犹豫了一会,但是很快布木布泰便下定了决心出了帐篷。
“福晋,你还没有用过饭呢?”刚刚伺候大玉儿洗漱完毕的小宫女见她还没有用早膳便要出去的样子,连忙着急道。
耳边的小雕的声音越来越清晰,顿了一下。布木布泰立即如常道:“我想去林子里走走,你亲自帮我做点点心吧,我回来吃。”
“嗻,但是福晋你面色这么苍白。

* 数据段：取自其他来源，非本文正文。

PR #475, opened 2024-06-28
Be sure to have at least Epoch 2 to preserve upgrade path in c10s.

jnovy:


lsm5 (approved):
The testing-farm failures are unrelated. I'll fix those later.

/lgtm
/approve

PR #481, opened 2024-07-24
server: improve parent <-> child error handling 

Luap99:
The code currently doesn't check for most child errors as it basicaly
immediately wrote the ready byte. Also it never considered the fact that
the child can exit early and in that case it would have blocked forever
because the parent never closed the writing side before call read().

This fixes that part, however it still reports success way to early. It
should wait for the first bind but that needs more complicated changes.

serve: fix broken error logging

Turns out the task contains a result in a result and we were only
looking at task error caused by tokio and not the actual result returned
from start_dns_server().
This caused all bind error to go nowhere and no even logged by in the
journal.

Fixes: https://github.com/containers/aardvark-dns/commit/224756d98986355d7f7d71d79c8012f0c7e4c29d ("server: use only one tokio runtime")

---
Note  I still have to do more changes in order to get the bind error back to netavark on first start.

### DIFF
--- a/src/commands/run.rs
+++ b/src/commands/run.rs
@@ -2,13 +2,9 @@
 use crate::server::serve;
 use clap::Parser;
 use nix::unistd;
-use nix::unistd::{dup2, fork, ForkResult};
-use std::fs::File;
-use std::fs::OpenOptions;
+use nix::unistd::{fork, ForkResult};
 use std::io::Error;
-use std::io::Write;
 use std::os::unix::io::AsRawFd;
-use std::os::unix::io::FromRawFd;
 
 #[derive(Parser, Debug)]
 pub struct Run {}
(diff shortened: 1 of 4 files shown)


Luap99:
@mheon PTAL another one

src/commands/run.rs
```diff
@@ -2,13 +2,11 @@
...
 use clap::Parser;
 use nix::unistd;
-use nix::unistd::{dup2, fork, ForkResult};
-use std::fs::File;
-use std::fs::OpenOptions;
+use nix::unistd::{fork, ForkResult};
+
 use std::io::Error;
-use std::io::Write;
+
```
mheon, line 8: Any reason for the empty lines here?

mheon:
Format comment, code LGTM

src/commands/run.rs
Luap99: No just me manually deleting imports and not the whole lines
For some reason my rust integration is fine with adding missing imports but does not remove them automatically.

Luap99: I will fix this up tomorrow.

Luap99:
fix the comment but also added a new commit to switch to tokio for the signal handling.

PR #483, opened 2024-07-25
More rework and cleanups to get closer to the place where we can report bind errors

Luap99:
see commits

### DIFF
--- a/src/server/serve.rs
+++ b/src/server/serve.rs
@@ -265,8 +265,7 @@ async fn start_dns_server(
     no_proxy: bool,
     nameservers: Vec<ScopedIp>,
 ) -> Result<(), anyhow::Error> {
-    let mut server = CoreDns::new(addr, port, name, backend, rx, no_proxy, nameservers)
-        .context("new dns server")?;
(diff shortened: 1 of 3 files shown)


Luap99:
@mheon PTAL This doesn't yet include the error handling we talked about because it seems it doesn't quite work the way I hopped. I likely need to roll our own multi error type for it.

src/server/serve.rs
```diff
@@ -234,12 +207,81 @@ async fn start_dns_server(
...
-        CoreDns::new(addr, port, name, backend, rx, no_proxy).context("new dns server")?;
+    let mut server = CoreDns::new(addr, port, name, backend, rx, no_proxy, nameservers);
     server.run().await.context("run dns server")
 }
 
+async fn read_config_and_spawn(
+    config_path: &str,
+    port: u32,
+    filter_search_domain: &str,
+    handles_v4: &mut ThreadHandleMap<Ipv4Addr>,
```
mheon, line 220: So this is declared as a HashMap, but counts as a ThreadHandleMap? Fascinating.

Luap99: type inference is very good in rust
https://doc.rust-lang.org/rust-by-example/types/inference.html

PR #208, opened 2021-12-15
Reworks registry to now handle component_specs

andyk:


andyk:
@nickjalbert I believe this addresses all of the comments you gave me and is ready for review. All tests pass except `gh_sb3_agent` which needs to have updates pushed to GitHub to pass.

Conceptually, the Registry (and its subclasses) is responsible for storing Specs (Component, Repo, Run, etc.) and loading/saving them from backing stores. Specs are Dicts that now have explicit types defined for them in `specs.py`. All specs are types which are composed out of `strs` and `dicts`.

不如还是等吃过早饭后再出去如何?”虽然知道布木布泰不乐意,但是雅朵还是忍不住的开了口。
看见小丫头的样子,布木布泰的脑中无端端的浮现出了另外一个人的摸样。
“福晋?”
“不用,我等会就回来。”急急忙忙的打断了雅朵的话,布木布泰立马沉着脸独自走了出来。
“福晋吉祥!”
“福晋要出去啊?”
“福晋起的可真早啊。”
一路上不断的碰到人,不断有人给她请安。笑容有点僵硬,布木布泰待彻底的离开人群后,终于完完全全的收起了所有勉强的笑来。
一步一步的顺着小雕的叫声向前,当终于进入到林子中间后布木布泰却有了一丝的犹豫。
昨日的事情她已经想了许久了,她也怀疑过很多人。但是到了最后她却越来越觉得他的侍卫有问题。这也是她今天还会选择出来见他的主要原因。
“玉儿………”见她迟迟微动,多尔衮终于还是忍不住从一边走了出来。
没有出声,布木布泰只是抬起头面无表情的看着他。
“玉儿………”布木布泰的眼神里面有太多的东西了,感觉有点受不了。多尔衮终于伸开手去抱她。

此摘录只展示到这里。